The next glitch occurred in January, when it was revealed that a simple hack could allow acess to protected information without the need for a password.
It worked as followed:
1) Log in to your Mac as a local admin
2) Open the App Store preference pane from System Preferences
3) Lock the padlock if it is already unlocked
4) Click the lock to unlock it
5) Enter any bogus password
6) The system will grant you access
Experts claim it is limited to the App Store and presents a relatively limited security risk.
Also in January 2018, it was revealed that all Intel and ARM chips are exposed to hackers.
Macs, iPhones, iPads and Apple TV all hit by the weakness according to Apple and it threatened to give cyber criminals access to passwords and other private data.
The latest security breach uses Google Remote Desktop Connection to access an admin account.
This lets hackers access the guest user account through the remote access portal and then jump across to another active account.
This can include the admin account, but the bug does not require a password.
The bug comes hot on the heels of a previous ‘root user’ password flaw discovered in December. Apple has reportedly already fixed the latest bug in beta versions of the next macOS High Sierra update, which will be rolled out to the public in the coming weeks
‘These settings are unlocked by default for admin users, entering a bogus password only works if you’re logged in as an admin user and the settings in this panel aren’t particularly sensitive.
‘It’s apparently already fixed in the current High Sierra developer betas.
‘But, still, this is embarrassing given what we just went through with the very serious root-access-with-no-password bug.’
Apple fixed the bug in beta versions of the next macOS High Sierra update, which was rolled out to the public in January.
Anyone hoping to recreate the bug on their own Mac should log in as a local admin, then open the App Store preference pane from System Preferences.
You will then need to lock the padlock if it is already unlocked, and then click on it again to unlock it.
Enter any bogus password you like and the system will grant you access.
Apple pledged to review its software development process in early December 2017, after a researcher discovered a bug that could give hackers total control of vulnerable machines.
‘We greatly regret this error and we apologize to all Mac users,’ Apple said in a statement at the time.
‘Our customers deserve better.
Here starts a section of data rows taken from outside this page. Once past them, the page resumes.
PR #640, opened 2024-02-20
ipv6: in.h extended

XITRIX:
To be able to use [MDNS lib](https://github.com/mjansson/mdns) I had to add header for ipv6 address structure

### DIFF
--- a/nx/external/bsd/include/netinet/in.h
+++ b/nx/external/bsd/include/netinet/in.h
@@ -684,6 +684,14 @@ struct sockaddr_in6 {
 	uint32_t        sin6_scope_id; /* Scope ID */
 };
 
+/*
+ * Argument structure for IPV6_JOIN_GROUP and IPV6_LEAVE_GROUP.
+ */
+struct ipv6_mreq {
+	struct in6_addr ipv6mr_multiaddr;
+	unsigned int    ipv6mr_interface;
+};
+
 extern const struct in6_addr in6addr_any;
 extern const struct in6_addr in6addr_loopback;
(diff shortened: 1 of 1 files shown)


WinterMute:
fwiw the switch network stack doesn't support ipv6 so there isn't really much point in dns providing ipv6 addresses. You might be better off looking at making ipv6 support optional in that lib instead.

XITRIX:
Yes, it does not support it, but in terms of portability I'd prefer to be able to compile non modified version of library, than forking it and doing any modifications to rip out functionality for ipv6 just for Switch. I'm making cross platform app, so it will be a really painful if I'll need to do it for each platform like this, than just add missing headers and allow it to build without any problems

WinterMute:
> Yes, it does not support it, but in terms of portability and maintainability I'd prefer to be able to compile non modified version of library, than forking it and doing any modifications just for Switch. I'm making cross platform app, so it will be a really painful if I'll need to do it for each platform like this, than just add missing headers and allow it to build without any problems

The switch isn't the only system around which doesn't support ipv6. It would seem reasonably to upstream a patch there to allow building without ipv6 support. That would be my recommended option here rather than adding things to libnx headers.

XITRIX:
Maybe you are right, I just saw some structures for ipv6 already presented in switch headers, and this was the only one missing to be able to successfully compile and run this lib for Switch, but I just checked the solution for this lib on PSVita, and as you said, they forked this library and added IPV6_UNSUPPORTED definition for vita around ipv6 related functions

PR #641, opened 2024-03-29
Basic support for 18.0.0

SciresM:
This adds version checking to removed commands, and adds the new info types (we apparently never added 16.0.0's IoRegionHint).

The hidsys commands can be cloned to hiddbg, not sure how that should be handled though?

### DIFF
--- a/nx/source/services/hidsys.c
+++ b/nx/source/services/hidsys.c
@@ -497,14 +497,14 @@ Result hidsysLegacyIsButtonConfigSupported(HidsysUniquePadId unique_pad_id, bool
 }
 
 Result hidsysIsButtonConfigSupported(BtdrvAddress addr, bool *out) {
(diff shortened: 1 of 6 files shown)


nx/source/services/hidsys.c
```diff
@@ -497,14 +497,14 @@ Result hidsysLegacyIsButtonConfigSupported(HidsysUniquePadId unique_pad_id, bool
 }
 
 Result hidsysIsButtonConfigSupported(BtdrvAddress addr, bool *out) {
-    if (hosversionBefore(11,0,0))
+    if (hosversionBefore(11,0,0) || hosversionAtLeast(18,0,0))
```
yellows8, line 500: hosversionBetween

yellows8 (approved):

We are auditing our development processes to help prevent this from happening again.’
To exploit the bug, a hacker would need to have physical access to a vulnerable Mac when a user is logged on to the computer.
The attacker would then need to change settings on the computer to establish a ‘root’ account, which they could later access.
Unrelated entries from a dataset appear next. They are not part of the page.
PR #654, opened 2024-11-26
Update setsysEdid struct

masagrator:
At this moment `setsysGetEdid()` and `setsysSetEdid()` are failing because struct size (0x100) is smaller than expected size (0x200). 
This PR fixes use of those functions. 

Also added note for manufacture year because result was always 10 years ahead of what was supposed to be.

### DIFF
--- a/nx/include/switch/services/set.h
+++ b/nx/include/switch/services/set.h
@@ -497,7 +497,7 @@ typedef struct {
     u16 product_code;
     u32 serial_number;
     u8 manufacture_week;
-    u8 manufacture_year;
+    u8 manufacture_year;                    ///< Real value is val - 10.
     u8 edid_version;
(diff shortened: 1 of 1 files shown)


nx/include/switch/services/set.h
```diff
@@ -560,6 +560,7 @@ typedef struct {
     SetSysModeLine extended_timing_descriptor[5];
     u8 padding[5];
     u8 extended_checksum;                   ///< Sum of 128 extended bytes should equal 0 mod 256.
+    char reserved[0x100];
```
yellows8, line 563: Replace with: `u8 data2[0x80]; ///< [13.0.0+]` `u8 data3[0x80]; ///< [13.0.0+]`

yellows8 (approved):

PR #668, opened 2025-04-26
Add nxlinkConnectToHost note about the socket driver

alloncm:
Add a comment that the socket driver must be initialized prior to calling this function, otherwise this function will fail.

After debugging it for sometime I found [this post] (https://gbatemp.net/threads/my-sdl2-game-crash-at-launch-how-to-debug-it.611957/) which helped me and I hope this could save some time for others as well.


masagrator:
socket must be initialized for any kind of server-client interaction in network. That's not limited to this function, and that's not limited to this platform.

alloncm:
You are correct I just assumed that it will be mentioned in the docs / have an indicative error message / the function will initialize it itself (though this might be risky on second thought).

Perhaps setting `errno` to an indicative error number would be better?

Anyway this is my first time developing for the switch so feel free to close this if you think it is trivial.

PR #669, opened 2025-04-29
btdrv: document timeout parameter to btdrvTriggerConnection

ndeadly:


masagrator:
Is it possible to explain what time measure is used for timeout?

ndeadly:
> Do we know which time unit is used for timeout?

Root accounts give users complete control over a machine.
‘Security is a top priority for every Apple product, and regrettably we stumbled with this release of Mac OS,’ Apple said in its statement.
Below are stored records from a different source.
PR #675, opened 2025-05-17
nfp: Improve types and enums

XorTroll:
This improves naming on some structs/fields, and fixes others which had wrong definitions (NfpData currently has the wrong size due to using the wrong mii type).
Removed some DeviceState values that are not exposed through commands, and merged State (all services internally use the same state values).

### DIFF
--- a/nx/include/switch/services/nfc.h
+++ b/nx/include/switch/services/nfc.h
@@ -108,6 +108,12 @@ typedef enum {
     NfpAmiiboFlag_ApplicationAreaExists = BIT(1),   ///< Application area exists.
 } NfpAmiiboFlag;
 
+typedef enum {
+    NfpBreakType_Flush  = 0,
+    NfpBreakType_Break1 = 1,
+    NfpBreakType_Break2 = 2,
+} NfpBreakType;
+
 typedef struct {
     u16 year;
     u8 month;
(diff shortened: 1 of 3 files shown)


nx/include/switch/services/nfc.h
```diff
@@ -102,103 +103,120 @@ typedef enum {
...
-    u8  uuid[10];
-    u8  uuid_length;
-    u8  reserved1[0x15];
-    u32 protocol;
-    u32 tag_type;
-    u8  reserved2[0x30];
+    u16 year;
+    u8 month;
+    u8 day;
+} NX_PACKED NfpDate;
```
yellows8, line 121: Remove NX_PACKED where it's not needed.

XorTroll: Done, checked that sizes are now fine with static_assert tests

nx/include/switch/services/nfc.h
```diff
@@ -102,104 +103,123 @@ typedef enum {
...
 typedef struct {
-    u8 amiibo_id[0x8];
-    u8 reserved[0x38];
-} NX_PACKED NfpModelInfo;
+    union {
+        u8 character_id[3];
+        struct {
+            u16 game_character_id;
+            u8 character_variant;
+        } NX_PACKED;
```
yellows8, line 157: Is NX_PACKED needed here?

XorTroll: Yeah, otherwise the struct would have a size of 4 bytes

yellows8 (approved):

Apple confirmed that almost all of its devices are affected by Intel and Arm chip ‘design flaws’ that could expose billions of people’s personal data to cyber criminals.
The flaws leave the devices open to the devastating ‘Meltdown’ and ‘Spectre’ bugs, discovered by security researchers.
The tech company warned its customers to only download software for its platforms from trusted sources, like the App Store.
Meltdown is a flaw that affects laptops, desktop computers and internet servers with Intel chips.
It lets hackers bypass the hardware barrier between applications run by users and the computer’s kernel memory.
This has the potential to let hackers access the content of this portion of a computer’s memory.
This would enable them to steal data, such as passwords saved in web browsers.
Spectre affects chips from Intel, AMD and ARM and lets hackers potentially trick otherwise error-free applications into giving up secret information.
‘Spectre’ affects chips in smartphones and tablets, as well as computer chips from Intel and Advanced Micro Devices Inc.